## AIM OF THE EXERCISE
Return each line of the records below that contains the word "change".

[Opening EXTRACTED INFORMATION section]

PR #869, opened 2017-08-15
Move to rspec

dwhenry:
Convert our tests to run using RSpec.

The migration process is broken down into steps:

* Update the setup/support code to run with RSpec
* Migrate the tests to RSpec syntax - this is done via a script: https://gist.github.com/dwhenry/9a58a537b0aad40c061bd23ce20949c6
* fixes and tidy up after the migration process

This is a straight migration to run using rspec and still relies on existing tests expectations and matchers.

Future PR will try and:

* enable `disable_monkey_patching!`
* clean up integration tests implementation to simplify the implementation
* remove shoulda matches
* remove mocha matches


spec/integration/analytics_data_spec.rb
```diff
@@ -1,12 +1,11 @@
-require 'integration_test_helper'
+require 'spec_helper'
 
-class AnalyticsDataTest < IntegrationTest
-  def setup
-    super
+RSpec.describe 'AnalyticsDataTest', tags: ['integration'] do
```
MatMoore, line 3: It would be good to change these to constants if we can (`RSpec.describe AnalyticsData` instead of AnalyticsDataTest)

spec/integration/analytics_data_spec.rb
```diff
@@ -41,7 +40,7 @@ def test_fetches_rows_of_analytics_dimensions
     assert_equal [expected_row], rows.to_a
   end
 
-  def test_missing_data_is_nil
+  it "missing_data_is_nil" do
```
MatMoore, line 43: It seems a shame to leave the test names with broken english....

Maybe we could dump all the names into spreadsheet, challenge people to fill in better names, then do a big search and replace?

MatMoore (approved):

PR #871, opened 2017-08-16
Strip html from indexable content

brenetic:
We tried several approaches when implementing this code including:

* Elasticsearch `html_strip` filter - according to the documentation this would copy the full content to merged fields rather than the stripped content.

* Storing the value in a separate field in ES - This would cause inconsistencies in the scoring due to data being split across multiple fields resulting in documents with field not being calculated correctly in some edge cases.

* Use of the `Rails::Html::Sanitizer` gem - This did not correctly insert spaces when removing tags, nor did it separate block tags onto separate lines.

Indexable content passed to elasticsearch should not have html tags in it otherwise it can potentially effect search indexing.

The publishing api sends a few different types of payloads for notifications it puts onto the queue therefore it is necessary to deal with strings as well as `text/html` but to ignore `text/govspeak`.

https://trello.com/c/SoyBhfU8/226-change-indexablecontent-analyser-to-work-with-html

Mobbed with @Rosa-Fox and @dwhenry


MatMoore:
From talking to David offline I assume merged fields ==  `_all`?

It's a bit of a shame this blocks us from using `html_strip` but looks like this stripping the tags in ruby will do the job.

Are there any edge cases where the publishing api sends a payload without `text/html` but with some other content type?

MatMoore (approved):

dwhenry:
@MatMoore our assumption is that a single "text/html" element will always be present. As it would be difficult and time-consuming to try and reason any situations where it doesn't, we are using airbrake to notify us if this does occur - we will monitor this closely for the first weeks after deployment.

This felt like a good compromise in order to get this feature out the door ASAP.

lib/govuk_index/indexable_content_sanitiser.rb
```diff
@@ -0,0 +1,50 @@
+require 'loofah'
```
suzannehamilton: Should this be in rummager.rb to fit with the new `require` system?

test/unit/govuk_index/indexable_content_sanitiser_test.rb
```diff
@@ -0,0 +1,97 @@
...
+    presenter = elasticsearch_presenter(payload)
+
+    assert_equal "\nhello\n marmaduke", presenter.document[:indexable_content]
+  end
+
+  def test_strips_html_tags_from_single_string_item
+    payload = {
+      "base_path" => "/some/path",
+      "document_type" => "aaib_report",
+      "details" => { "body" =>  "hello marmaduke"}
```
suzannehamilton: Should this have some HTML tags in it? Or is this a test of a body without HTML? In which case the test name is a bit confusing.

suzannehamilton: Ditto for the test on line 38.

suzannehamilton:
Just a couple of minor comments, but otherwise this looks fine to me. 👍

suzannehamilton (approved):

lib/govuk_index/indexable_content_sanitiser.rb
```diff
@@ -0,0 +1,48 @@
...
+      return nil if cleaned_content.empty?
+      cleaned_content.join("\n")
+    end
+
+  private
+
+    attr_reader :payload
+
+    def details
+      @_details ||= payload.dig('details')
```
dwhenry: can we move this into the initializer as we don't actually need the payload in this class (we could actually just pass in the details object).

Also we don't  need to use dig here as we are only getting one level of data.

lib/govuk_index/publishing_event_worker.rb
```diff
@@ -47,7 +48,11 @@ def process_action(actions, routing_key, payload)
       Services.statsd_client.increment('govuk_index.sidekiq-consumed')
 
       document_type_inferer = DocumentTypeInferer.new(payload)
-      presenter = ElasticsearchPresenter.new(payload, document_type_inferer.type)
+      presenter = ElasticsearchPresenter.new(
+        payload: payload,
+        type: document_type_inferer.type,
+        sanitiser: IndexableContentSanitiser.new(payload)
```
dwhenry: as discussed can we pass the payload into the clean method instead of the initializer

dwhenry (approved):
Looks good

PR #1016, opened 2017-11-27
Delete healthcheck output file

suzannehamilton:
This file should not have been committed to the repo.

Also add it to gitignore so it won't be added again.


brenetic (approved):
🚀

[Closing EXTRACTED INFORMATION section]

## RESPONSE TO THE EXERCISE
MatMoore, line 3: It would be good to change these to constants if we can (`RSpec.describe AnalyticsData` instead of AnalyticsDataTest)
https://trello.com/c/SoyBhfU8/226-change-indexablecontent-analyser-to-work-with-html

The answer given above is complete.